■ **Extracted entries**
%%

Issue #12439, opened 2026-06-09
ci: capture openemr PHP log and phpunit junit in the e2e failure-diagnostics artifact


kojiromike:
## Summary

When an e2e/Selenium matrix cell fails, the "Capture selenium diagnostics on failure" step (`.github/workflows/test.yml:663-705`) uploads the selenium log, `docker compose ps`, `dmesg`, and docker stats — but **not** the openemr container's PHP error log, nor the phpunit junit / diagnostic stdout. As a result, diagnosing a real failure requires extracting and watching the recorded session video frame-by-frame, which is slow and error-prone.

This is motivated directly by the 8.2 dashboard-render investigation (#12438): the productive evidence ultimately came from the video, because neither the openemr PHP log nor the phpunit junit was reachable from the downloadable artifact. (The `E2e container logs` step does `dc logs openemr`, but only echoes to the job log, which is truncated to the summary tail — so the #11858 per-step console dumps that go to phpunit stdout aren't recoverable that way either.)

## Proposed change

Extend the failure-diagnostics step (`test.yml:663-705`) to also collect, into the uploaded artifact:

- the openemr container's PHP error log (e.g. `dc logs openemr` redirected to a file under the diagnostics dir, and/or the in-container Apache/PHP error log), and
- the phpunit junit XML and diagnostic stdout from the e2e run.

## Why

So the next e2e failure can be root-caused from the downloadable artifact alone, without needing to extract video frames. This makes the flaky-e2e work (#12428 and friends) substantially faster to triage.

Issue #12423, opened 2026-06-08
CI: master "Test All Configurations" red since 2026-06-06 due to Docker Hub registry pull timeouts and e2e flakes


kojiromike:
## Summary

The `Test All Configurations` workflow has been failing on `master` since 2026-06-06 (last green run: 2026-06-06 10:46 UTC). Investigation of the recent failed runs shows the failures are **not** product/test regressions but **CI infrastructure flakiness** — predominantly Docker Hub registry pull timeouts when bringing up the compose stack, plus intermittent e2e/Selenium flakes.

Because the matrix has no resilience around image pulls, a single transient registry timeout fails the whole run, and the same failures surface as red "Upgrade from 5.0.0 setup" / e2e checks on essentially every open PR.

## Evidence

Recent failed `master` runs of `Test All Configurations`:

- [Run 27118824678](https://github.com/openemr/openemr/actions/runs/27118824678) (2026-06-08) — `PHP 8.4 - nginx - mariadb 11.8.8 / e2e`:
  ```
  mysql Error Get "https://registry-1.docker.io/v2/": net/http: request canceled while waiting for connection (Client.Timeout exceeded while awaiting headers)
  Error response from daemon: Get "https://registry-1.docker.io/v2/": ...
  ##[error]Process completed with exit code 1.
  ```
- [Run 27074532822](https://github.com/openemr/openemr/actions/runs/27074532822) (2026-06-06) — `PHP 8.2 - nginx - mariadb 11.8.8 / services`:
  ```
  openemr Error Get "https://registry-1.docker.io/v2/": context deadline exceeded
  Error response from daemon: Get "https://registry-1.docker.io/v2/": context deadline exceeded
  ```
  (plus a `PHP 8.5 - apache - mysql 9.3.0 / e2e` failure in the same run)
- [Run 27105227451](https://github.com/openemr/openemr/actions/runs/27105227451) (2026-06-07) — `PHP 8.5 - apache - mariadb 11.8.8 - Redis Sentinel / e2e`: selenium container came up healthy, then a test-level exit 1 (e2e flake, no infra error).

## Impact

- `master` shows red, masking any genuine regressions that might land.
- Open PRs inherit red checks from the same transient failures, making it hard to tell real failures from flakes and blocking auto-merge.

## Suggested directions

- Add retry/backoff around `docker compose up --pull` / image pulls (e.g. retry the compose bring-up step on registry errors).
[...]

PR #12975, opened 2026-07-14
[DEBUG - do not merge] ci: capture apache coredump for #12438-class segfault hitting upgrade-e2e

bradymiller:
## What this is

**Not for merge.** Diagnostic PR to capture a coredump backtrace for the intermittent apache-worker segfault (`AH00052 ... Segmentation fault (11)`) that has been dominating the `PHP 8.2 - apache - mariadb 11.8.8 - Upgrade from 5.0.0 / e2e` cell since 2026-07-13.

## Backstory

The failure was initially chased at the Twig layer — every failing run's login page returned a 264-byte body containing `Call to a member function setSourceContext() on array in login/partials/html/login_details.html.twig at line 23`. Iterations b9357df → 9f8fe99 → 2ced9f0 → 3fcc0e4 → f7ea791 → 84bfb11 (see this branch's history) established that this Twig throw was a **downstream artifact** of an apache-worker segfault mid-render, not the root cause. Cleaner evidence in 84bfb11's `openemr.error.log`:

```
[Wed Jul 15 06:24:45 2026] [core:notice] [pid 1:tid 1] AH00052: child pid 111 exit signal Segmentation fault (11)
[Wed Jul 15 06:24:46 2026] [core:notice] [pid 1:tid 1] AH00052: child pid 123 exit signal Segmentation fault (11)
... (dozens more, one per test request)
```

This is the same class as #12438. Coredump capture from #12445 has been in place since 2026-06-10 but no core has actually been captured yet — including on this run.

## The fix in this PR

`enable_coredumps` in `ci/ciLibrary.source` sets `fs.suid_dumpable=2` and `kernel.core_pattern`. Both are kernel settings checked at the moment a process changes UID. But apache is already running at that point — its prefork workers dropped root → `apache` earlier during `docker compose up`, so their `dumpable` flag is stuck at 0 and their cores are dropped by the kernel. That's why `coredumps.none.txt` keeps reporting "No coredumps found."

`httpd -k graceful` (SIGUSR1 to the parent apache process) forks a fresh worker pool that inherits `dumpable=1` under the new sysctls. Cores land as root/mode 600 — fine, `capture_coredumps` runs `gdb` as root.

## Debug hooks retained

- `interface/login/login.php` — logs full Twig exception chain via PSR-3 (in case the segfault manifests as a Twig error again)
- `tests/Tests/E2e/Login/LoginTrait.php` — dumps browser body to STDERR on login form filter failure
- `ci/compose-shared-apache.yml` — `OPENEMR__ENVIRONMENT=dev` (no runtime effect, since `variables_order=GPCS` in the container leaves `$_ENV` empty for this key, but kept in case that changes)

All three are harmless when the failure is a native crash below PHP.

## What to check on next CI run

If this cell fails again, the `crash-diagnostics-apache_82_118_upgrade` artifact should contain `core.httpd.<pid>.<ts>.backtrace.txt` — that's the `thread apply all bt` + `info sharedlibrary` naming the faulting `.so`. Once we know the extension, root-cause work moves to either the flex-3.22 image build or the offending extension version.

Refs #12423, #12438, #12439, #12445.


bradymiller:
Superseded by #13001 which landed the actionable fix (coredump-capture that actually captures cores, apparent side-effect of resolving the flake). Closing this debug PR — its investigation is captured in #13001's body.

%%

■ **Task prompt**
Show each line in the data where the string "class" appears.

■ **Task answer**
[DEBUG - do not merge] ci: capture apache coredump for #12438-class segfault hitting upgrade-e2e
This is the same class as #12438. Coredump capture from #12445 has been in place since 2026-06-10 but no core has actually been captured yet — including on this run.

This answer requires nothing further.